In this case, you could once again use a Proxy class
class Proxy
{
public:
// WARN: syntax is screwed, but `vector` requires a model
// of the Assignable concept so this operation NEED be defined...
Proxy& operator=(Proxy const& rhs)
{
mType.a = rhs.mType.a;
// mType.b is unchanged
return *this;
}
int a() const { return mType.a(); }
void a(int i) { mType.a(i); }
int b() const { return mType.b(); }
private:
Type mType;
};
There is not much you cannot do with suitable proxies. That's perhaps the most useful pattern I have ever seen.
What you're asking is not really possible.
The only way to prevent something from being assigned is to define the operator = for that type as private. (As an extension of this, since const operator = methods don't make much sense (and are thus uncommon) you can come close to this by only allowing access to const references from your container. But the user can still define a const operator =, and you want mutable objects anyways.)
If you think about it, std::vector::operator [] returns a reference to the value it contains. Using the assignment operator will call operator = for the value. std::vector is completely bypassed here (except for the operator[] call used to get the reference in the first place) so there is no possibility for it (std::vector) to in any way to override the call to the operator = function.
Anything you do to directly access the members of an object in the container is going to have to return a reference to the object, which can then be used to call the object's operator =. So, there is no way a container can prevent objects inside of it from being assigned unless the container implements a proxy for the objects it contains which has a private assignment operator that does nothing and forwards other calls to the "real" object, but does not allow direct access to the real object (though if it made sense to do so, you could return copies of the real object).

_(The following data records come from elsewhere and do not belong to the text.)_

PR #4868, opened 2026-02-19
Add Sixel image rendering and pixel cleanup for display-popup

### LINKED ISSUE #4867: Sixel images not rendered in display-popup overlays; pixel artifacts persist after close
AI Assistant:

## Summary

When a program running inside a `tmux display-popup` outputs Sixel images, they are silently discarded and never rendered. Additionally, if sixel rendering is patched in, pixel artifacts ("ghosting") persist on screen after the popup closes.

### 1. DCS dispatch drops Sixel in popups

`input_dcs_dispatch()` returns early with `if (wp == NULL) return` before reaching the sixel parsing code. Popups don't have a `window_pane`, so all DCS sequences (including sixel) are dropped.

### 2. `popup_draw_cb()` ignores images

The popup draw callback only renders text lines via `tty_draw_line()` and skips images stored in the popup screen's image list (`pd->s.images`).

### 3. No sixel pixel cleanup on popup close

When a popup with sixel images closes, the text layer is repainted but pixel-level sixel data persists in the terminal emulator's graphics layer. Standard escape sequences (ED, EL) don't clear this.

## Proposed Fix

1. Move sixel handling in `input_dcs_dispatch()` before the `wp == NULL` guard, sourcing pixel dimensions from the client's tty when no window pane is available.
2. Add sixel image rendering in `popup_draw_cb()` by iterating `pd->s.images` and calling `tty_write_one(tty_cmd_sixelimage, ...)`.
3. Implement multi-strategy pixel cleanup in `popup_free_cb()`: alternate screen toggle (RMCUP/SMCUP), space overwrite, DECFRA rectangle fill, and blank sixel overlay.

Testing shows that the RMCUP/SMCUP alternate screen toggle accounts for ~90% of the cleanup effect on Konsole.

## Testing

Tested on Konsole with an automated test toolkit that:
- Generates red test images (PNG + Sixel)
- Opens popups (bordered and borderless), displays sixel, closes, captures screenshots
- Analyzes pixel residue programmatically

Test toolkit and methodology: [tmux Sixel Popup Cleanup Testing Toolkit](https://gist.github.com/gwpl/722cd9bab3b92b2cf4ae1bbcb16544d1)

## Screenshots

Image

Image

Image

Image

Image

Image

## Environment

- tmux: next-3.7 (`master` branch with `--enable-sixel`)
- Terminal: Konsole (KDE)
- OS: Arch Linux

Co-Authored-By: Claude Opus 4.6 <noreply@anthropic.com>

gwpl:
## Summary

* Fix Sixel image rendering inside `display-popup` overlays (both bordered and borderless)
* Add multi-strategy pixel cleanup on popup close to prevent sixel ghosting artifacts

Fixes https://github.com/tmux/tmux/issues/4867

### Commit 1: Sixel rendering in popups

* Move sixel handling in `input_dcs_dispatch()` before `wp == NULL` guard, sourcing pixel dimensions from client tty when no window pane is available
* Add sixel image drawing in `popup_draw_cb()` via `tty_write_one(tty_cmd_sixelimage, ...)`
* Expose `tty_write_one()` (previously static) so popup.c can call it
* Add regression test `regress/display-popup-sixel.sh`

### Commit 2: Multi-strategy pixel cleanup

Four cleanup strategies in `popup_free_cb()`, selectable via compile-time bitmask:

| Strategy | Flag | Method |
|----------|------|--------|
| SCREEN | 0x1 | RMCUP/SMCUP alternate screen toggle + ED2/DECSED |
| SPACES | 0x2 | Overwrite popup area with spaces |
| DECFRA | 0x4 | VT420 rectangle fill per image |
| BLANK_SIXEL | 0x8 | Blank sixel with P2=2 background erase |

Testing shows SCREEN (RMCUP/SMCUP toggle) accounts for ~90% of the cleanup
effect on Konsole -- toggling the alternate screen buffer discards the
graphics layer.

## Testing

* Automated test toolkit: [tmux Sixel Popup Cleanup Testing Toolkit](https://gist.github.com/gwpl/722cd9bab3b92b2cf4ae1bbcb16544d1)
* Full test report: [Test Report: tmux Sixel Popup Rendering and Cleanup](https://gist.github.com/gwpl/69f78166f966286bb4e9df0c8de95702)

Regression results on Konsole (WhiteOnBlack, Hack 10pt, threshold=300):
```
baseline_no_sixel:       PASS (red=191, threshold=300)
sixel_visible_bordered:  PASS (red=32324, threshold=300)
cleanup_bordered:        PASS (red=255, threshold=300)
sixel_visible_borderless: UNSURE (red=211, threshold=300)
cleanup_borderless:      UNSURE (red=316, threshold=300)

REGRESSION: PASS
```

## Screenshots

*(Screenshots to be attached: sixel in popup, cleanup result on dark/light backgrounds)*

## Test plan

- [x] Sixel renders in bordered popup
- [x] Sixel renders in borderless popup (-B)
- [x] Pixel cleanup on bordered popup close (PASS)
- [x] Pixel cleanup on borderless popup close (PASS/UNSURE)
- [x] Tested with WhiteOnBlack and BlackOnWhite backgrounds
- [x] Regression test passes (`regress/display-popup-sixel.sh`)
- [ ] Test on other sixel-capable terminals (foot, kitty, WezTerm)

Co-Authored-By: Claude Opus 4.6 <noreply@anthropic.com>

### DIFF
--- a/input.c
+++ b/input.c
@@ -2559,28 +2559,45 @@ input_dcs_dispatch(struct input_ctx *ictx)
 	int			 p2;
 #endif
 
-	if (wp == NULL)
-		return (0);
-	oo = wp->options;
-
 	if (ictx->flags & INPUT_DISCARD) {
 		log_debug("%s: %zu bytes (discard)", __func__, len);
 		return (0);
 	}
 
 #ifdef ENABLE_SIXEL
-	w = wp->window;
+	/*
+	 * Handle sixel images for both panes (wp != NULL) and popups
+	 * (wp == NULL, but ictx->c is set). Get pixel dimensions from
+	 * the window if available, otherwise from the client's tty.
+	 */
 	if (buf[0] == 'q' && ictx->interm_len == 0) {
-		if (input_split(ictx) != 0)
-			return (0);
-		p2 = input_get(ictx, 1, 0, 0);
-		if (p2 == -1)
-			p2 = 0;
-		si = sixel_parse(buf, len, p2, w->xpixel, w->ypixel);
-		if (si != NULL)
-			screen_write_sixelimage(sctx, si, ictx->cell.cell.bg);
+		u_int	xpixel = 0, ypixel = 0;
+
+		if (wp != NULL) {
+			w = wp->window;
+			xpixel = w->xpixel;
+			ypixel = w->ypixel;
+		} else if (ictx->c != NULL) {
+			xpixel = ictx->c->tty.xpixel;
+			ypixel = ictx->c->tty.ypixel;
+		}
+		if (xpixel != 0 && ypixel != 0) {
+			if (input_split(ictx) != 0)
+				return (0);
+			p2 = input_get(ictx, 1, 0, 0);
+			if (p2 == -1)
+				p2 = 0;
+			si = sixel_parse(buf, len, p2, xpixel, ypixel);
+			if (si != NULL)
+				screen_write_sixelimage(sctx, si,
+				    ictx->cell.cell.bg);
+		}
 	}
 #endif
+
+	if (wp == NULL)
+		return (0);
+	oo = wp->options;
 
 	/* DCS sequences with intermediate byte '$' (includes DECRQSS). */
 	if (ictx->interm_len == 1 && ictx->interm_buf[0] == '$') {
--- a/popup.c
+++ b/popup.c
@@ -26,29 +26,6 @@
 
 #include "tmux.h"
 
-#ifdef ENABLE_SIXEL
-/*
- * Strategies for clearing stale sixel pixels when a popup with images closes.
- * Different terminal emulators respond to different clearing methods, so
- * multiple strategies can be combined (bitwise OR).
- *
- * SCREEN (RMCUP/SMCUP toggle) is the most effective on Konsole and most
- * modern terminals -- toggling the alternate screen buffer discards the
- * graphics layer. The other strategies provide additional coverage for
- * terminals where the alternate buffer toggle alone is insufficient.
- *
- * Override at compile time: make CPPFLAGS="-DSIXEL_CLEAR_STRATEGIES=0x1"
- */
-#define SIXEL_CLEAR_SCREEN	0x1	/* RMCUP/SMCUP + ED2/DECSED/CLEAR */
-#define SIXEL_CLEAR_SPACES	0x2	/* Overwrite popup area with spaces */
-#define SIXEL_CLEAR_DECFRA	0x4	/* DECFRA rectangle fill (VT420+) */
-#define SIXEL_CLEAR_BLANK_SIXEL	0x8	/* Blank sixel with P2=2 bg erase */
-#define SIXEL_CLEAR_ALL		0xf	/* Enable all strategies */
-
-#ifndef SIXEL_CLEAR_STRATEGIES
-#define SIXEL_CLEAR_STRATEGIES	SIXEL_CLEAR_ALL
-#endif
-#endif /* ENABLE_SIXEL */
 
 struct popup_data {
 	struct client		 *c;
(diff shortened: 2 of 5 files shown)


nicm:
This looks OK, thanks. A few comments:

- Since you wrote this using AI, it is large enough to be copyrightable and they are claiming authorship, I need to see a statement from the Claude website showing they do not assert any actual ownership or copyright over the code (meaning that you are free to submit it to tmux with the ISC license tmux uses). I have a feeling someone may have shown me this before for Claude but I can't keep track of all the different AI tools so if you could dig it out that would be great...

- I don't think we need a compile time option and different strategies for removing SIXELs. I would be inclined just to always clear the whole area with spaces. Compared with the volume of data sent to most terminals a few spaces is not much. But if you want to do multiple things (could definitely try DECFRA if the terminal supports it - check for `TERM_DECFRA`) that is OK (but remember that DECFRA cannot clear to nondefault background colour).

nicm:
OK you can forget the first point since Claude has a good statement in their ToS, I have linked to it here since this is likely to come up again: https://github.com/tmux/tmux/wiki/Contributing#use-of-ai

gwpl:
AI Assistant:

Thanks for the review! Addressing both points:

## 1. Claude/Anthropic Copyright & Licensing

Anthropic explicitly assigns all rights in Claude outputs to the user and asserts no ownership. This is safe for ISC (and any OSS license):

* **Consumer Terms:** *"we assign to you all our right, title, and interest (if any) in Outputs"* -- [source](https://www.anthropic.com/legal/consumer-terms)
* **Commercial Terms:** *"Customer (a) retains all rights to its Inputs, and (b) owns its Outputs."* -- [source](https://www.anthropic.com/legal/commercial-terms)
* **Copyright Indemnity (API):** Anthropic defends customers from copyright claims on outputs and pays settlements -- [source](https://www.anthropic.com/news/expanded-legal-protections-api-improvements)

Additionally, Anthropic actively supports open source: the [Claude for Open Source](https://claude.com/contact-sales/claude-for-oss) program offers 10,000 free Claude Max 20x subscriptions to OSS maintainers.

Full reference with all links: [Anthropic Claude: Code Ownership & OSS Licensing Compatibility](https://gist.github.com/gwpl/2a7161d8d1ff47bbdc48d5feec25e838)

## 2. Simplify cleanup strategies

Agreed. Will push a revision that:

* **Removes** the compile-time bitmask, strategy defines, and RMCUP/SMCUP toggle
* **Always clears** the whole popup area with spaces (simple, effective)
* **Also tries DECFRA** when `TERM_DECFRA` is set (respecting that DECFRA cannot clear to non-default background colour)
* Drops the blank sixel strategy

Will update shortly.

j4james:
> remember that DECFRA cannot clear to nondefault background colour

@nicm Are you sure about that? In my experience, terminals with support for both sixel and `DECFRA` were able to overwrite images using both default and non-default colours. `DECERA` also worked.

The only issue I'm aware of with failure to overwrite was with Konsole, which couldn't erase sixel images with _default_ colours (nondefault colours did work), and that was just using spaces, since Konsole didn't support rectangular area operations. I also think that bug was supposed to have been fixed, but I'm not certain of that.

nicm:
Sorry, I misremembered - DECFRA cannot clear *to* default background, it clears the text but leaves attributes in place. Or at least, it did in xterm 327.

I asked Thomas Dickey about it in 2017 and he said that was expected, but I just tried my tests in xterm 390 and they worked, so maybe it has changed, although the code looks the same...

Not sure that it would affect SIXEL anyway.

ThomasDickey:
> Sorry, I misremembered - DECFRA cannot clear _to_ default background, it clears the text but leaves attributes in place. Or at least, it did in xterm 327.
> 
> I asked Thomas Dickey about it in 2017 and he said that was expected, but I just tried my tests in xterm 390 and they worked, so maybe it has changed, although the code looks the same...
> 
> Not sure that it would affect SIXEL anyway.

It wouldn't affect SIXEL (the graphics stuff doesn't mesh with character stuff).  Glancing at the xterm code, it appears to work as I described (perhaps some details on what and how you tested the feature would clarify things).

nicm:
Sorry, yes, it does work the same with xterm 390 - nothing has changed. This was my original email:

>printf '\033[42m\033[2Jxxx\033[41m\033[32;1;1;100;100$x'
>
>Works OK, the terminal is cleared as red.
>
>But if I change the background colour back to default instead of red:
>
>printf '\033[42m\033[2Jxxx\033[0m\033[32;1;1;100;100$x'
>
>The terminal is cleared as green - the DECFRA cleared the "xxx" text, but did not reset the background colour.

So you can clear to a background colour with DECFRA but not to the default colour.

ThomasDickey:
That's essentially because the "background color" is absence of color as set by the application.   (If someone supposes DEC terminals supported default color, I'd have to see the page and exact quote to discuss it).

j4james:
This is documented in VT520/VT525 Video Terminal Programmer Information, page 5-55:
> DECFRA replaces the rectangular area's character positions and attributes with the specified fill character. The fill character assumes the visual character attributes set by the last select graphic rendition (SGR) command.

Also in DEC STD 070-5, page 5-170:
> the terminal fills the rectangular area of character positions defined by Pt, Pl, Pb, and Pr, replacing both the character and the rendition present in those character positions with the character defined by the decimal value of Pch and the current renditions set through the SGR command.

In other words, for every position in the defined range, it's essentially doing:
```
display[y][x].code = Pch;
display[y][x].rendition = current_rendition;
```

There's nothing in the documentation suggesting anything more complicated than that. There's no mention of it selectively replacing some of the rendition attributes, and keeping others, dependent on the value of the current rendition.

ThomasDickey:
I think you already said that.  I was mentioning points which have little or no coverage in the documentation:
(a) default colors aka SGR 39/49 versus the color support in VT525
(b) clarifying what happens to SIXEL images overwritten by text messages.

(if it's obvious, then DEC 070 is overlong)

ThomasDickey:
Now... VT520RM lists SGR 39/49, but provides no description.  And SIXEL images aren't a feature of that model.  So it appears to me that discussing DEC's documented behavior for combining the two features relies on a lot of interpretation (i.e., not likely to get agreement).  With xterm, we can verify what it does, and occasionally suggest that it wasn't the best set of choices (but that's true of DEC terminals as well).

j4james:
> default colors aka SGR 39/49 versus the color support in VT525

The default colors on the VT525 are controlled by the `DECAC` control sequence, also configurable in the settings. See page 5-16: "The normal text colors are used in ANSI SGR color mode as the default foreground and background colors", and page 2-29: "The normal text background and foreground selections determine the writing color used when all SGR attributes are turned off." So when you write out text using the default colors, you're just getting a user-configured (or possible application-defined) pair of color indices.

> clarifying what happens to SIXEL images overwritten by text messages.

That's kind of obvious, because there's really only one thing that can happen (unless you're using a terminal with overstrike mode like the VK100). When writing out text, the terminal has to fill the background of the cell it's writing to, otherwise it would keep accumulating layers of text whenever you wrote to a cell that already had text in it.

And overwriting an image is no different from overwriting anything else, because it's just pixels in the display. It's not like the terminal would be recording the source of each pixel so it can somehow treat "image pixels" differently from "text pixels".

And anyway we know exactly how the DEC graphics terminals work, because there are videos and screenshots from people that have tested them, demonstrating this behavior. You can even test some of them yourself if you want using MAME.

> And SIXEL images aren't a feature of that model. 

I'm not sure how that matters. The behavior of text overwriting an image isn't going to somehow change because the terminal uses a different kind of escape sequence to set the text color attributes.

nicm:
Actually, what is the point in clearing the SIXEL explicitly with DECFRA or spaces? Why not just do a full redraw?

gwpl:
AI Assistant:

@nicm Re "why not just do a full redraw?" — the risk is that `tty_invalidate()` + redraw may use ED/EL to clear before redrawing text, and ED/EL don't clear sixel pixels on most terminals. The explicit spaces guarantee a glyph is written to every cell in the popup area, which is the one universally reliable way to overwrite the graphics layer.

That said, if you'd prefer a simpler approach, happy to test whether `tty_invalidate()` + `CLIENT_REDRAWWINDOW` alone is sufficient on Konsole/xterm — it's possible the full redraw does write to every cell.

<details>
<summary>DECFRA + sixel interaction (re the thread above)</summary>

Whether DECFRA clears sixel is **terminal-dependent, not standardised**:

- **VT420/VT510 spec**: DECFRA is a text-plane character-cell operation only — [no mention of graphics](https://vt100.net/docs/vt510-rm/DECFRA.html)
- **Real VT340 hardware**: DECERA did *not* affect sixel ([hackerb9/vt340test#16](https://github.com/hackerb9/vt340test/issues/16)), though EL *did*
- **xterm ≥370 (2021)**: Extended DECFRA/DECERA to also clear sixel graphics ([changelog](https://invisible-island.net/xterm/xterm.log.html)), driven by [notcurses#1740](https://github.com/dankamongmen/notcurses/issues/1740)
- **Konsole**: No DECFRA support at all

So spaces remain the only universal method. DECFRA is a bonus on xterm ≥370.
</details>

<details>
<summary>Offer: empirical testing on Linux terminals</summary>

Happy to run empirical tests (Konsole, xterm, foot) to verify:

1. Does redraw-only (no explicit spaces) leave sixel artifacts?
2. Does DECFRA clear sixel pixels on each terminal?
3. Do spaces alone suffice everywhere?

We have an [automated test toolkit](https://gist.github.com/gwpl/722cd9bab3b92b2cf4ae1bbcb16544d1) with pixel-level screenshot analysis that can answer these definitively.
</details>

Full research notes: https://gist.github.com/gwpl/e231915fce3c5ee37a6cad9dffc984a0

nicm:
I think instead of treating popup clear specially maybe it would be better to check for SIXELs at a lower level and if there are any use a redraw mechanism that clears them, so skip ED/EL and use DECFRA/spaces at that point? Maybe in `tty.c` set a flag in `struct tty` when a SIXEL is drawn and then check it to avoid ED/EL, would that work?

gwpl:
So @nicm I encountered in KDE Konsole redraw issues especially when switching tmux windows or scrolling amd Sixel drawing often staying "ghosting effect", however I thought its bigger and separate issue... if you think we could improve how tmux handles sixel in general , I am glad to help with some of my Agentic Engineering to make quality assurance empirical tests (that analize screenshots during interactions), debug, or make even Pull Requests following requests/guidelines what would be desired implementation (and testing ofc, to include proper testing... end2end integration testing in frame buffer in dockerfiles ?) ... anyway, I use Sixel often to display e.g. remderings of graphs from graphviz or other visuals , kind of accepted fact that I love with half working support (for which I need to overerite TERM var for tools like "viu" etc to work), still glad to try to run Agentic Workflows like I did for PR I attached to this issue if it would be any help (even as inspiration or proof of concept for further iterations of design). Also we peolple in thread would consider few options, I can ask Agents to make POC for each if helpful in decision making. 

Just looking for a way to be helpful.

My bottom line is following:

* Sixel currently in Tmux under KDE Konsole half works anyway, so adding imperfect support for popup would help me a lot as I could use mainstream tmux instead own patched
* Because it is partially working anyway then adding imperfect popup should be extra value added and step forward
* If in future better solution comes along , this commits can be amended, reverted, refactored, code removed, if better solution comes later along to replace this one.

Just sharing some thoughts. Thank you for taking care of tmux so many use!

nicm:
OK well if clearing SIXEL is already broken outside of some terminals, I think it would be better to not fix it just for popups - meaning I would leave the special case stuff for popups out for now and just do a full redraw.

Then if you would like to fix redraw properly to correctly clear SIXELs separately that would be great, but I think it needs to be done across the board, not just for popups.

gwpl:
No no, in Pop Ups it is completely not supported, 

zero, 

null,

I get zero null Sixel output in KDE Konsole in Popup,

that's why a PR, that seems to work.

nicm:
That's not what I mean. I mean it is OK to add support for popups, but we do not need to support special ways of clearing them if tmux does not use the same ways of clearing them for non-popups.

nicm:
I see what you mean about Konsole, it seems a bit broken with SIXEL:

The main thing is that scrolling an image appears to redraw it one line higher without removing the old image, so you end up with stuff like this:
image

I don't know if this is a tmux or Konsole bug.

Clearing SIXEL images also doesn't work:

- Part of this may be the same issue because tmux will scroll to clear in some circumstances. If you do `cat tools/image.sixel; clear` it doesn't clear the image but `cat tools/image.sixel; clear; clear` does, so I suspect in one case tmux is scrolling and in the other it is not.

- But splitting the window does not clear the images, and that should not be scrolling.

I tried a couple of naive changes to remove different ways of clearing but it didn't seem to help, so it needs to be investigated properly.

There is also some odd stuff with weird background colours appearing with `C-b Space` (so after reflow maybe?), but I suspect this is unrelated to SIXEL and more likely the `tty-draw.c` changes.

nicm:
I expect all the above may be one single problem in that tmux doesn't know how to correctly clear SIXEL images in Konsole.

nicm:
I don't think using spaces clears SIXELs either in Konsole (at least 23.08.5), try this:
~~~~
printf '\033[H\033[2J'; cat tools/image.sixel
sleep 2
printf '\033[H';perl -e 'print " "x50, "\n" for 1..20'
~~~~
I don't think we can do much to support it...

j4james:
> I don't think using spaces clears SIXELs either in Konsole

This is a known issue with Konsole, which I mentioned previously. You can see the bug report here:
https://bugs.kde.org/show_bug.cgi?id=456354

It was supposed to have been fixed, but I've seen a lot of people complaining that it still doesn't work. The last version I tested was 24.12.3, which I think should have had the fix, and that definitely didn't work for me.

You can overwrite an image with spaces if you use a non-default background color, but that doesn't actually erase it, so if you write to that area again with the default background the image will reappear.

The only reasonable method of deleting an image on Konsole is with `\e[2J`. But if you're willing to write Konsole specific code, you can trick it into removing the image without clearing the _entire_ screen with something like `\e7\e[2;3r\e[100S\e[r\e8` (the scroll operation will push the image offscreen, regardless of whether it's in the margin area or not, and this way you're only losing two rows of text). Not that I'm recommending this - just thought it was interesting.

> The main thing is that scrolling an image appears to redraw it one line higher without removing the old image, so you end up with stuff like this:

I think tmux is partly to blame for this, because it seems to scroll sixel images by repainting the whole screen, instead of just scrolling them the way you would scroll text (there may be a good reason for that though). But it's Konsole's fault that the old image isn't erased when you write over it.

nicm:
OK well I don't think there is any point in doing any work to support Konsole until this shown to be fixed.

I don't know why we do a full redraw on scrolling, probably something to do with panes, or maybe just because it was easier.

Could you create a class which holds a reference to your object, but its constructors are only accessible to its std::vector's friend?
e.g.:
template<typename T>
class MyRef {
firend class std::vector< MyRef<T> >
public:
T& operator->();
[...etc...]
You can achieve what you want by making the std::vector const, and the vector's struct or class data mutable. Your set method would have to be const. Here's an example that works as expected with g++:
#include <vector>
class foo
{
public:
foo () : n_ () {}
void set(int n) const { n_ = n; }
private:
mutable int n_;
};
int main()
{
std::vector<foo> const a(3); // Notice the "const".
std::vector<foo> b(1);
// Executes!
a[0].set(1);
// Failes to compile!
a.swap(b);
}
That way you can't alter the vector in any way but you can modify the mutable data members of the objects held by the vector. Here's how this example compiles:
g++ foo.cpp
foo.cpp: In function 'int main()':
foo.cpp:24: error: passing 'const std::vector<foo, std::allocator<foo> >' as 'this' argument of 'void std::vector<_Tp, _Alloc>::swap(std::vector<_Tp, _Alloc>&) [with _Tp = foo, _Alloc = std::allocator<foo>]' discards qualifiers
The one disadvantage I can think of is that you'll have to be more aware of the const-correctness of your code, but that's not necessarily a disadvantage either.
HTH!
EDIT / Clarification: The goal of this approach is not defeat const completely. Rather, the goal is to demonstrate a means of achieving the requirements set forth in the OP's question using standard C++ and the STL. It is not the ideal solution since it exposes a const method that allows alteration of the internal state visible to the user. Certainly that is a problem with this approach.